Comment 2 Jóhann B. Guðmundsson 2014-04-07 17:34:52 UTC
Something different more in terms of historic overview of the time trigger unit(s) which show when it ran, what it ran and who it got run as and if it was successful running it or not as in the time trigger never got triggered or the service unit tied to the timer unit never ran or if it ran if the execstart section failed which you then would proceed into using journalctl -u to further inspect why the time trigger job failed

Comment 3 Zbigniew Jędrzejewski-Szmek 2014-04-07 18:04:41 UTC
I don't think we want to keep more information in memory. Everything you list should be stored in the journal. So we should a) make sure that the logs are adequate, and b) consider adding a switch to show everything about a trigger and the trigerees.

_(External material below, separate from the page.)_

PR #1985, opened 2023-08-24
Fixed non-members getting orderlines for tickets that never get resolved

### LINKED ISSUE #1984: Potential for giving away free tickets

Comment 4 Jóhann B. Guðmundsson 2014-04-07 22:17:38 UTC
Right this info needs to be fetch from the journal

Comment 5 Zbigniew Jędrzejewski-Szmek 2019-08-05 20:30:24 UTC
journalctl -u does a good-enough job.

E.g.:
$ journalctl -u dnf-makecache.timer
-- Logs begin at Thu 2017-05-04 00:52:03 CEST, end at Mon 2019-08-05 22:28:05 CEST. --
Jul 02 19:25:37 spora systemd[1]: Started dnf makecache timer.
-- Reboot --
Mar 11 02:50:12 spora systemd[1]: Started dnf makecache timer.
Mar 15 17:29:52 spora systemd[1]: Stopped dnf makecache --timer.
Mar 15 17:29:52 spora systemd[1]: Stopping dnf makecache --timer.
Mar 15 17:29:52 spora systemd[1]: Started dnf makecache --timer.
Mar 25 16:14:23 spora systemd[1]: Stopped dnf makecache --timer.
Mar 25 16:14:23 spora systemd[1]: Stopping dnf makecache --timer.
Mar 25 16:14:23 spora systemd[1]: Started dnf makecache --timer.
-- Reboot --
Apr 09 10:38:21 spora systemd[1]: Started dnf makecache --timer.
Apr 24 20:14:47 spora systemd[1]: Stopped dnf makecache --timer.
...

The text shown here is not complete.